What the exercise asks
Work out how many lines of the listing hold the string "need", then answer with that number and nothing else.

Material for the task
PR #2325, opened 2019-05-02
[1.13] Add username and homedir to generated password

rhatdan:
When generating a an entry in the /etc/passwd file, we
need to also add username and homedir, so that the user
can properly login.

**- What I did**

**- How I did it**

**- How to verify it**

### DIFF
--- a/server/container_create.go
+++ b/server/container_create.go
@@ -273,6 +273,17 @@ func setupContainerUser(specgen *generate.Generator, rootfs, mountLabel, ctrRunD
 		return fmt.Errorf("user group is specified without user or username")
 	}
 	imageUser := ""
+	homedir := ""
+	for _, env := range specgen.Config.Process.Env {
+		if strings.HasPrefix(env, "HOME=") {
+			homedir = strings.TrimPrefix(env, "HOME=")
+			break
+		}
+	}
+	if homedir == "" {
+		homedir = specgen.Config.Process.Cwd
+	}
+
 	if imageConfig != nil {
 		imageUser = imageConfig.Config.User
 	}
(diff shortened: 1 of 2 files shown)


utils/utils.go
```diff
@@ -256,9 +268,14 @@ func GeneratePasswd(uid, gid uint32, rootfs, rundir string) (string, error) {
...
-	pwd := fmt.Sprintf("%s%d:x:%d:%d:container user:%s:/bin/sh\n", orig, uid, uid, gid, "/")
-	if err := ioutil.WriteFile(passwdFile, []byte(pwd), 0644); err != nil {
+	if username == "" {
+		username = "default"
+	}
+	if homedir == "" {
+		homedir = "/tmp"
+	}
+	pwd := fmt.Sprintf("%s%s:x:%d:%d:%s user:%s:/sbin/nologin\n", orig, username, uid, gid, username, homedir)
+	if err := ioutil.WriteFile(passwdFile, []byte(pwd), info.Mode()); err != nil {
```
mrunalp: We need to chown the file to the original file's user.group.

utils/utils.go
```diff
@@ -248,6 +248,18 @@ func GeneratePasswd(uid, gid uint32, rootfs, rundir string) (string, error) {
...
+		if os.IsNotExist(err) {
+			return "", nil
+		}
+		return "", errors.Wrapf(err, "unable to stat passwd file %s", originPasswdFile)
+	}
+	// Check if passwd file is world writable
+	if info.Mode().Perm()&(0022) != 0 {
+		return "", nil
+	}
+
```
mrunalp: We need another check for skipping for u+w. So, if uid matches the file owner's uid, then we can skip.

utils/utils.go
```diff
@@ -248,6 +248,24 @@ func GeneratePasswd(uid, gid uint32, rootfs, rundir string) (string, error) {
...
+		if os.IsNotExist(err) {
+			return "", nil
+		}
+		return "", errors.Wrapf(err, "unable to stat passwd file %s", originPasswdFile)
+	}
+	// Check if passwd file is world writable
+	if info.Mode().Perm()&(0022) != 0 {
+		return "", nil
+	}
+	passwdUid := info.Sys().(*syscall.Stat_t).Uid
```
mrunalp: We are missing `syscall` import.

mrunalp:
compilation failed:
```
# github.com/cri-o/cri-o/utils
utils/utils.go:262:28: undefined: syscall
utils/utils.go:263:28: undefined: syscall
make: *** [bin/crio] Error 2
```
otherwise LGTM

server/container_create.go
```diff
@@ -292,23 +303,33 @@ func setupContainerUser(specgen *generate.Generator, rootfs, mountLabel, ctrRunD
...
-	// verify uid exists in containers /etc/passwd, else generate a passwd with the user entry
-	passwdPath, err := utils.GeneratePasswd(uid, gid, rootfs, ctrRunDir)
-	if err != nil {
-		return err
+	genPasswd := true
+	for _, mount := range specgen.Config.Mounts {
+		if mount.Destination == "/etc" ||
+			mount.Destination == "/etc/" ||
+			mount.Destination == "/etc/passwd" {
+			genPasswd = false
```
mrunalp: We can add a break here when we find one of these to avoid looking at the rest.

utils/utils.go
mrunalp: wait - one more question - why aren't we appending to the original file's contents?

server/container_create.go
rhatdan: Fixed

utils/utils.go
rhatdan: Added

utils/utils.go
rhatdan: We are, that is what is in the orig variable.

mrunalp: :+1:

PR #2335, opened 2019-05-06
Update dependencies

saschagrunert:
Hi there, I'm playing around with a workflow for dependency update automation. To achieve (semi-)automatic updates, I utilize [Dependabot](https://dependabot.com/) and a [custom vendoring automatism in CircleCI](https://github.com/openSUSE/cri-o/commit/9601364669f56fde545f6e67783205e02cee7875) within the openSUSE/cri-o fork.

In the end it works like this:

1. Dependabot checks for updaes and submits PRs to the openSUSE/cri-o `module-update` branch
2. Since Dependabot supports no go vendoring yet, we do the vendoring within CircleCI and push into the  branch
3. We wait for the CI to succeed and intervene manually on any kind of failure
4. We tell Dependabot to merge the PR into `module-update`
5. I cherry-pick from  time to time commits from `module-update` into a staging branch `module-update-staging` and submit PRs to cri-o/cri-o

Problem solution
3